Bootstrapping your Kubernetes cluster by simply calling the `bootstrap` command against any of your control plane nodes (or the loadbalancer, if used for the Talos API endpoint).:

```sh theme={null}
  talosctl bootstrap --nodes 192.168.0.2
```

> The bootstrap operation should only be called **ONCE** and only on a **SINGLE** control plane node!

At this point, Talos will form an `etcd` cluster, generate all of the core Kubernetes assets, and start the Kubernetes control plane components.

After a few moments, you will be able to download your Kubernetes client configuration and get started:

```sh theme={null}
  talosctl kubeconfig
```

Running this command will add (merge) you new cluster into your local Kubernetes configuration.

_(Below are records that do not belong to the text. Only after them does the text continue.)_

PR #1076, opened 2025-03-19
Takeover plawyright browser for single AI actions

jersobh:
I've added the page object to the Browser class, and adjusted the functions to use the existing playwright's browser and context. So, now, it's possible to perform a single action using AI, instead of a fully automated operation.

### DIFF
--- a/browser_use/browser/browser.py
+++ b/browser_use/browser/browser.py
@@ -6,9 +6,10 @@ import asyncio
 import gc
 import logging
 from dataclasses import dataclass, field
+from typing import Optional
 
 from playwright._impl._api_structures import ProxySettings
-from playwright.async_api import Browser as PlaywrightBrowser
+from playwright.async_api import Browser as PlaywrightBrowser, BrowserContext as PlaywrightBrowserContext, Page
 from playwright.async_api import (
 	Playwright,
 	async_playwright,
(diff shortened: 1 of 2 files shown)


jersobh:
Note that the example available in the documentation won't work, as it actually expects a Browser-Use BrowserContext, and not a playwright BrowserContext. It will have errors while trying to call methods that won't exist in the Playwright context:

```python
from playwright.async_api import async_playwright

async with async_playwright() as p:
    browser = await p.chromium.launch()
    page = await browser.new_page()
    
    # Navigate to your desired page
    await page.goto("https://example.com")
Then, create a Browser Use Agent using the context of this page:
from browser_use import Agent

agent = Agent(
    task="Your task description",
    llm=your_llm,
    browser_context=page.context  # Use the context of the specific page
)

# Run the agent
await agent.run()
```

It will throw an error:

 ```
  'Browser' object has no attribute 'get_state'
```

**Comment by MagMueller** [comment]
Awesome!
@gregpr07 - what do you think?

**Comment by pirate** [comment]
I think we should build the remainder of this to get it working, playwright-interop is worth it.

**Comment by prasadpilla** [comment]
> I think we should build the remainder of this to get it working, playwright-interop is worth it.

@pirate, what are the remaining pieces here? I have a production use case for this and don't mind finishing the rest of it.

**Comment by pirate** [comment]
We have refactored the Browser models to make this much easier, please see the new design:

https://github.com/browser-use/browser-use/pull/1699

The new design allows you to do:

```python
from browser_use.browser import BrowserSession

browser_session = BrowserSession(
    browser_context=... normal playwright BrowserContext object here...,
    # and/or
    browser=... normal playwright Browser object here...,
    # and/or
    agent_current_page=... normal playwright Page object here...,
)

agent = Agent(browser_session=browser_session, ...)
```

If you would prefer the configuration to *not* be merged into your default Kubernetes configuration file, pass in a filename:

```sh theme={null}
  talosctl kubeconfig alternative-kubeconfig
```

You should now be able to connect to Kubernetes and see your nodes:

```sh theme={null}
  kubectl get nodes
```

And use talosctl to explore your cluster:

```sh theme={null}
  talosctl -n <NODEIP> dashboard
```

For a list of all the commands and operations that `talosctl` provides, see the [CLI reference](../reference/cli).